# WHAT THIS TASK INVOLVES
Extract every line starting at the line that contains "sarahyurick: Thanks, makes" and ending with the final line of the data, inclusive; give only those lines, word for word.

(Stored items)
* * * * * * * * *

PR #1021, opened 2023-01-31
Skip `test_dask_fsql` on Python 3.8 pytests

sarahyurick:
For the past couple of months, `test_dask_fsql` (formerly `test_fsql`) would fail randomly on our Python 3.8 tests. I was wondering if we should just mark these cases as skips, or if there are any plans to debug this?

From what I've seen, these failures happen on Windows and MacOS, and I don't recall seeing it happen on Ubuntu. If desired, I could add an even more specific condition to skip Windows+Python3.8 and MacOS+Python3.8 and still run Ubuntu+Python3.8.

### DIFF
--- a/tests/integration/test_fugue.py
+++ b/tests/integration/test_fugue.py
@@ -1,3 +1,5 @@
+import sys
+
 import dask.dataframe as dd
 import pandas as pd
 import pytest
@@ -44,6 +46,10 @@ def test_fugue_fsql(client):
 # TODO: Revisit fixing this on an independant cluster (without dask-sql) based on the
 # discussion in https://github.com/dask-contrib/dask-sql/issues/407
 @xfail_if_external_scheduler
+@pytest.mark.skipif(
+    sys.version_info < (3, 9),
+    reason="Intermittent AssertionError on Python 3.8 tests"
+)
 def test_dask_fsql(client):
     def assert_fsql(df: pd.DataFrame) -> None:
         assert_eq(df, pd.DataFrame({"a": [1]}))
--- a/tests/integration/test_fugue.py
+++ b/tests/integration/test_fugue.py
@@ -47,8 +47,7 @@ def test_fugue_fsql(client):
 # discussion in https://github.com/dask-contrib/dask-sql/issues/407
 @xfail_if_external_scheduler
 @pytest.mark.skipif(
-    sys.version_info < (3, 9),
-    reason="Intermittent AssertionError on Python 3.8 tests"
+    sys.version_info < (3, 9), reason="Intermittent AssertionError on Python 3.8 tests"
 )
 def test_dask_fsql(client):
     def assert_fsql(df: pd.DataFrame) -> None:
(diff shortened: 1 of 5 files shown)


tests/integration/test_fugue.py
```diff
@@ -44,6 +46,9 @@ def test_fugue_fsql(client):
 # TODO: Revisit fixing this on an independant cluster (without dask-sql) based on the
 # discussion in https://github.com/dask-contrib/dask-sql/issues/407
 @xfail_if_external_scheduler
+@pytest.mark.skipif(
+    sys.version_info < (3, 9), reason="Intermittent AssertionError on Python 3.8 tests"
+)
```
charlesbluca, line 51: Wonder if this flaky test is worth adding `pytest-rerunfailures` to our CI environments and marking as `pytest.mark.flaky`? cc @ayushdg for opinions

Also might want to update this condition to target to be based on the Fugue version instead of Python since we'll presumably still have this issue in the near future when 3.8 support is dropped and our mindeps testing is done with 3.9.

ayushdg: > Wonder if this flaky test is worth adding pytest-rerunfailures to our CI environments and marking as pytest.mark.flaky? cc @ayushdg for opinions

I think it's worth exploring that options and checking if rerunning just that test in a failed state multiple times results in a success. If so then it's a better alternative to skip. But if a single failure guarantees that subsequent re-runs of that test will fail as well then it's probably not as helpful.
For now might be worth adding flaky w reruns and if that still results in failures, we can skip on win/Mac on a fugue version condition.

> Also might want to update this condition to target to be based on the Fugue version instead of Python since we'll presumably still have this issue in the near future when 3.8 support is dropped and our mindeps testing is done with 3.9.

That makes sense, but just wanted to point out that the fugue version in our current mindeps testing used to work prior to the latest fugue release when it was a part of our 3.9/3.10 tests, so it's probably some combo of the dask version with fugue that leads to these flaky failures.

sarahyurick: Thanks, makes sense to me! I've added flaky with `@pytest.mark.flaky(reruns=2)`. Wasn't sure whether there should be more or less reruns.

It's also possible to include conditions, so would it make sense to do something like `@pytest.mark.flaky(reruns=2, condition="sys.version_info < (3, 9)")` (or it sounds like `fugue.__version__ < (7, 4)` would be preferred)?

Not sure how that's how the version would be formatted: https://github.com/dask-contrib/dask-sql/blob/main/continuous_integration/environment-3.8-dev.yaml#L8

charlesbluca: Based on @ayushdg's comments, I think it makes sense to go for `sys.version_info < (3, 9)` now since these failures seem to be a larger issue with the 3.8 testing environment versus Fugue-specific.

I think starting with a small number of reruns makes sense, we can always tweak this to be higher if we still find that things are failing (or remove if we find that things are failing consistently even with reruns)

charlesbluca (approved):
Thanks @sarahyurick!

* * * * * * * * *

# ANSWER BOX
sarahyurick: Thanks, makes sense to me! I've added flaky with `@pytest.mark.flaky(reruns=2)`. Wasn't sure whether there should be more or less reruns.

It's also possible to include conditions, so would it make sense to do something like `@pytest.mark.flaky(reruns=2, condition="sys.version_info < (3, 9)")` (or it sounds like `fugue.__version__ < (7, 4)` would be preferred)?

Not sure how that's how the version would be formatted: https://github.com/dask-contrib/dask-sql/blob/main/continuous_integration/environment-3.8-dev.yaml#L8

charlesbluca: Based on @ayushdg's comments, I think it makes sense to go for `sys.version_info < (3, 9)` now since these failures seem to be a larger issue with the 3.8 testing environment versus Fugue-specific.

I think starting with a small number of reruns makes sense, we can always tweak this to be higher if we still find that things are failing (or remove if we find that things are failing consistently even with reruns)

charlesbluca (approved):
Thanks @sarahyurick!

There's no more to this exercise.